More and more people are coming to Alaska to experience its amazing glaciers, forests and wildlife. But what happens when a tour group who want to hike and kayak run into a group on a bear hunt?

Those are the kinds of interactions tour operators, hunting guides and the U.S. Forest Service are hoping to avoid. In pursuit of that goal, the Forest Service has been holding a series of meeting to develop a Best Management Practices Agreement (BMP) between recreation and tourism services operating in the northern Tongass National Forest.

“Whether you’re a small ship operator or a bear hunting operator, you have different requirements for your business,” said Zach Decker, part-owner and operator of Glacier Guides. “If I’m a hunting guide I don’t know the impacts that small ships are having, and small ships don’t know the impacts they’re having on hunting operations.”

One of the main issues discussed during a BMP meeting at the Juneau Ranger Station Friday morning was proper communication between various groups operating in the same area. There were about two dozen attendees at the meeting both in person and via telephone. At the Ranger Station, most of the people in the room were Forest Service employees, not just from Juneau but Petersburg and Sitka as well.

Representatives from UnCruise Adventures, a tour company based in Seattle, recalled an incident where they had landed their clients on a beach and ran into a hunting party being hosted by Glacier Guides of Gustavas.

“I don’t think we interrupted his hunt,” said Sue Rooney, from UnCruise Adventures, who joined the meeting via phone. She was referring Decker who was sitting in the room.

“He was polite but firm,” Rooney said. “The interaction went well but that’s something we definitely wanted to avoid.”

Decker had been leading a hunting group that was tracking a wounded bear in the area and he politely told the tour group that the area probably wasn’t the safest place for them to be, he told the group.

One of the ways to remedy this was through use of an Automatic Identification System (AIS), a transmission system which lets vessels know where each other are.

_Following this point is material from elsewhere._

PR #1606, opened 2025-06-15
Update document for `ResetSynchronizer`

### LINKED ISSUE #1605: Outdated document on get_reset_sync
There isn't a direct platform override for this anymore after the change to forward it to `AsyncFFSynchronizer`.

Using an AIS, groups can see where others are and radio one another to discuss operations. Members of the BMP agreement submit their voyage plans to an “intentions list,” which is basically an email group, Rooney told the Empire. The problem is that with weather or other things that can happen on a journey, plans change.

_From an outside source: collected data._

Issue #1382, opened 2024-06-14
`AttributeError` caused by `UnusedElaboratable` after an elaboratable has failed its initialization


jfng:
Repro:

```python3
from amaranth import *
from amaranth.lib import wiring
from amaranth.hdl import Fragment


class Foo(wiring.Component):
    def __init__(self, arg):
        if not isinstance(arg, int):
            raise TypeError
        self._arg = arg
        super().__init__({})

    def elaborate(self, platform):
        return Module()

    def __repr__(self):
        return f"Foo({self._arg!r})"


Fragment.get(Foo(1), None)
try:
    Foo("fail")
except TypeError:
    pass
```

Output:

```
# Exception ignored in: <function MustUse.__del__ at 0x7f8410a2d440>
# Traceback (most recent call last):
#   File ".../python3.12/site-packages/amaranth/_unused.py", line 37, in __del__
#     f"{self!r} created but never used", self._MustUse__warning,
#       ^^^^^^^^
#   File "/tmp/repro.py", line 17, in __repr__
#     return f"Foo({self._arg!r})"
#                   ^^^^^^^^^
# AttributeError: 'Foo' object has no attribute '_arg'
```

jfng:
This scenario is likely to only happen in unit tests, which can avoid it with a `# amaranth: UnusedElaboratable=no` modeline.

Issue #924, opened 2023-10-04
`UnusedElaboratable` message still appearing in `pytest` tests when `xfail(run=False)` marker is used in conjunction with Simulator and warning is suppressed.


cr1901:
To duplicate:

1. `git clone https://github.com/cr1901/amaranth-unused-elaboratable`
2. `pdm install`
3. `pdm run test`

Output on my Windows machine is the following:

```
William@DESKTOP-3H1DSBV MINGW64 ~/Projects/MCVE/amaranth-unused
$ pdm run test
======================================================== test session starts ========================================================= platform win32 -- Python 3.11.5, pytest-7.4.1, pluggy-1.3.0
rootdir: C:/msys64/home/William/Projects/MCVE/amaranth-unused
configfile: pyproject.toml
collected 2 items

tests/test_bar.py x                                                                                                             [ 50%] tests/test_foo.py .                                                                                                             [100%]

==================================================== 1 passed, 1 xfailed in 0.19s ==================================================== C:/msys64/home/William/Projects/MCVE/amaranth-unused/src/amaranth_template_fpga/bar.py:8: UnusedElaboratable: <amaranth_template_fpga.f

oo.Foo object at 0x000002af31f85310> created but never used
```

Test files have magic comment to suppress that warning:

```
William@DESKTOP-3H1DSBV MINGW64 ~/Projects/MCVE/amaranth-unused
$ grep Unused -R src/ tests/
tests/conftest.py:# amaranth: UnusedElaboratable=no
tests/test_bar.py:# amaranth: UnusedElaboratable=no
tests/test_bar.py:@pytest.mark.xfail(run=False)  # Comment to quash UnusedElaboratable warning.
tests/test_foo.py:# amaranth: UnusedElaboratable=no
```

Confirmed to also have the same message on Ubuntu 20.04 Linux w/ Python 3.8 as well. Commenting out line 9 of _either_ test file causes the warning to disappear.

Issue #848, opened 2023-07-23
Don't show UnusedElaboratable warning if not a single elaboratable was used


whitequark:
In this case it's probably just an erraneous exit, and the warnings are nothing but noise.

Issue #436, opened 2020-07-15
[RFC] Extending the linter interface to allow per-scope settings


whitequark:
Right now nMigen has an extremely simple linter that is also kind of hacky: it lets the first line of a file to contain a `# nmigen:` magic comment, and this comment allows disabling the `UnusedElaboratable` warning, mostly to allow creating elaboratables in tests just for their Python interface (i.e. without ever elaborating them). Issues like #404 would benefit from having a more well-defined linter interface.

This interface should allow:
  * enabling/disabling lints in file scope,
  * enabling/disabling lints in a scope delimited by the `with` statement,
  * avoid issues caused by globals in [Python's `warnings.catchwarnings`](https://docs.python.org/3/library/warnings.html#temporarily-suppressing-warnings).

Although not required, I think that it might be nice to copy Rust's `#[allow]`/`#[warn]`/`#[deny]` system, since it seems to work well for them, and I expect that nMigen users will request a way to make lints into hard errors in the future.

programmerjake:
seems like a good idea except that it is not the standard Python way.

programmerjake:
an additional concern is that there should be an API to disable linter features without requiring the python source file of the caller to be accessible, this is needed if using nmigen from some other programming language through CPython's C API.

whitequark:
While in principle still feasible, the direct motivation for this feature is gone now that #1059 obviates the need for configuring that particular warning.

I am going to close this issue now. This isn't to imply rejection of the proposal, but simply an indication that it should go through our new RFC process now (described at https://amaranth-lang.org/rfcs/).

PR #1621, opened 2025-07-30
Modify MustUse to iterate the stack frame and collate options from all frames.

robtaylor:
Options in closer frames take precedence


amaranth/_utils.py
```diff
@@ -74,18 +74,39 @@ def decorator_like(*args, **kwargs):
...
         return decorator_like
 
+_LINT_PATTERN = re.compile(r"^#\s*amaranth:\s*((?:\w+=\w+\s*)(?:,\s*\w+=\w+\s*)*)\n$")
+
 
 def get_linter_options(filename):
     first_line = linecache.getline(filename, 1)
     if first_line:
-        match = re.match(r"^#\s*amaranth:\s*((?:\w+=\w+\s*)(?:,\s*\w+=\w+\s*)*)\n$", first_line)
+        match = _LINT_PATTERN.match(first_line)
```
whitequark, line 83: Since we're using match groups I would rather keep the expression within the function. (The Python `re` module has an LRU cache for expressions, so under any normal circumstances it will be compiled only once anyway.)

amaranth/_utils.py
```diff
@@ -74,18 +74,39 @@ def decorator_like(*args, **kwargs):
...
     return dict()
 
 
-def get_linter_option(filename, name, type, default):
-    options = get_linter_options(filename)
+def get_linter_option(frame, name, type, default):
+    """
+    Get given linter option for a given stack frame. This iterates down the frames, collating options of the form:
+    ```
+    # amaranth: {name} = value
```
whitequark, line 93: This isn't the right syntax: we don't allow spaces around `=`.

amaranth/_utils.py
```diff
@@ -74,18 +74,39 @@ def decorator_like(*args, **kwargs):
...
+    ```
+    The earliest option value in the stack takes precedence
+
+    Returns:
+        option value: bool | int
```
whitequark, line 98: The syntax should be like

```
Returns
-------
:class:`bool` or :class:`int`
    Option value
```

amaranth/_unused.py
```diff
@@ -1,5 +1,6 @@
 import sys
 import warnings
+import logging
```
whitequark, line 3: I think this isn't used anywhere?

whitequark (commented):
I'm undecided on this change overall. I agree that a better way to manage the noise from `UnusedElaboratable` is needed, but I'm not sure this is the best approach.

The main problem that gives me pause is that the semantics is so vaguely defined. Why does the outermost frame take priority, for example? Why should we not just follow the `super()` call chain in the constructor instead of going through the entire callstack?

I don't want to let this PR rot but I do want at least some discussion of the exact semantics to happen first. People will come to rely on it, and changing it later will become difficult.

amaranth/_utils.py
robtaylor: good to know! fixed

amaranth/_utils.py
robtaylor: fixed

amaranth/_unused.py
robtaylor: fixed

robtaylor:
> I'm undecided on this change overall. I agree that a better way to manage the noise from `UnusedElaboratable` is needed, but I'm not sure this is the best approach.
> 
> The main problem that gives me pause is that the semantics is so vaguely defined. Why does the outermost frame take priority, for example? 

The reasoning here is that it would be the user's code closest to the error that would control the output, which seemed the most logical choice at the time. but it may indeed make more sense that its the 'top level' that controls it.

> Why should we not just follow the `super()` call chain in the constructor instead of going through the entire callstack?
> 
> I don't want to let this PR rot but I do want at least some discussion of the exact semantics to happen first. People will come to rely on it, and changing it later will become difficult.

agreed. Its not obvious what the best policy is. That said, I think on reflection that following the call chain of the constructor could be confusing as the 'point' where a user gets the list of warnings may be quite separate in space and time from any given amaranth object.

whitequark:
By the way, regarding the "earlier/later" discussion: one caveat is that the same file can appear in the traceback multiple times, potentially in between two appearances of some other file; this is something that will be particularly acute if you use decorators.

robtaylor:
> At the time I implemented the existing code, I was concerned about the overhead of using `linecache`, since it takes a noticeable amount of time to grab the source code. This is exponentially worse with your PR since it will do this for every frame in the call stack, which is potentially a very large number. The lines do get cached at least.
> 
> A compromise could be to turn a traceback into a list of `co_filename` values, which are then turned into options later. I think this does the minimal amount of work possible.

I was thinking this too, so I measured it - surprisingly it makes little difference over the amaranth test suite, i guess as most of the sources are in local cache. 

<google-sheets-html-origin><style type="text/css"></style>
user (s) | system (s) | cpu % | total
-- | -- | -- | --
28.58 | 3.65 | 127% | 25.288
29.06 | 3.84 | 128% | 25.589
28.89 | 3.73 | 127% | 25.512
29.24 | 3.86 | 127% | 25.997
29.4 | 3.77 | 127% | 25.993
29.034 | 3.77 | 127% | 25.6758
  |   |   |  
  |   |   |  
28.28 | 3.77 | 127% | 25.137
28.64 | 3.92 | 127% | 25.511
28.56 | 3.95 | 127% | 25.446
28.84 | 3.74 | 127% | 25.465
29.11 | 3.72 | 127% | 25.822
28.686 | 3.82 | 127% | 25.4762

robtaylor:
@whitequark what's next steps here?

robtaylor:
For my reference:
Relevant open issues are:  
 * #1382
 * #924 
 
Related closed issues:
 *  #848
 *  #436

robtaylor:
Another thing that occurred to me - We currently only show these on an exception, though arguably this is when they are least useful. It seems to me that it would be more useful to default to displaying after *successful* elaboration.

whitequark:
> @whitequark what's next steps here?

Apologies for the delay, let's just merge it. I'm a little uncertain if this is the right direction to go in, but if it turns out to cause issues we can just modify the code again.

“Once the ship is underway,” Rooney said in an interview, “anything can happen.” If a group wants to change their destination, they can use an AIS to identify where other groups are and work to avoid interaction.

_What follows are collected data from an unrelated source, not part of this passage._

PR #1623, opened 2025-07-31
lib.data.{Field, Layout, Const}: add __hash__

rroohhh:


amaranth/lib/data.py
```diff
@@ -166,6 +169,9 @@ def as_shape(self):
         """
         return unsigned(self.size)
 
+    def __hash__(self):
+        return hash(self.size)
```
whitequark, line 173: This doesn't feel like a reasonable implementation.

whitequark (commented):
You should also add tests that these types are hashable.

amaranth/lib/data.py
rroohhh: I guess what is reasonable depends on usage, one could add in a hash of `frozenset(iter(self))`, but that is quite slow. I assumed that most uses of `__hash__` would be having a `dict` with `Layout`s of different sizes, but maybe that is a bad assumption?

whitequark: Yes, precomputing the hash on creation.

zyp: What about just putting `@functools.cache` on it?

whitequark: Also works, yeah!

whitequark (approved):

whitequark:
Could you update the changelog?

whitequark:
Thanks!

whitequark:
Sorry, didn't notice it was waiting on me still.

PR #1627, opened 2025-09-04
vendor._gowin: use braces around net names in SDC

agrif:
Gowin's SDC parser doesn't like quotes, so use braces instead.

This is a follow-up to PR #1501, merged as 0f27429. That PR just missed this one last use of `tcl_quote`.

“This is our crystal ball,” Rooney said. “We go onto the AIS and it serves as an immediate resource on our geography.”

All of the groups involved have been very pleased with the outcomes the BMP has produced. The agreement is the result of small cruise ship operator asking the Forest Service to facilitate a conversation between tour and hunting groups operating in the Tongass, according to the Forest Service website.

“Operators have determined that we’re better off working together than against each other,” Decker told the Empire. “It’s a positive step for conservation and tourism management and economic development in the region.”

But there’s still work to be done. The agreement has generated a color-coded map that shows which areas are off-limits to tour groups during the hunting season. The colors red, yellow and green designated levels of restriction to tour operations when hunters are in the area.

Rooney would like to see a little more flexibility with this system. Taking certain areas that are designated red and moving them to yellow, which would allow for tours to visit to locations if no hunters are in the area. Hunting groups are given priority during the hunting season and must agree to allow a particular hunting group in the area.

Decker and other hunting group operators suggested using funds from user fees all the tours pay to have the Forest Service build improvements at certain locations. That would draw recreational tourists away from hunting grounds and to those areas with trails or other amenities.

The discussion Friday morning was very amicable, and Rooney told the Empire the meeting had been the shortest BMP meeting by far. The meeting was scheduled to take four hours but only took two.

“Last winter we probably one to two meetings a month, it’s been a long exhausting process,” Decker said.

The BMP is not a contractual arrangement, only an agreement of mutual understanding between the various groups working in the area.

“It’s so we can all play nice in the sandbox together,” Decker said.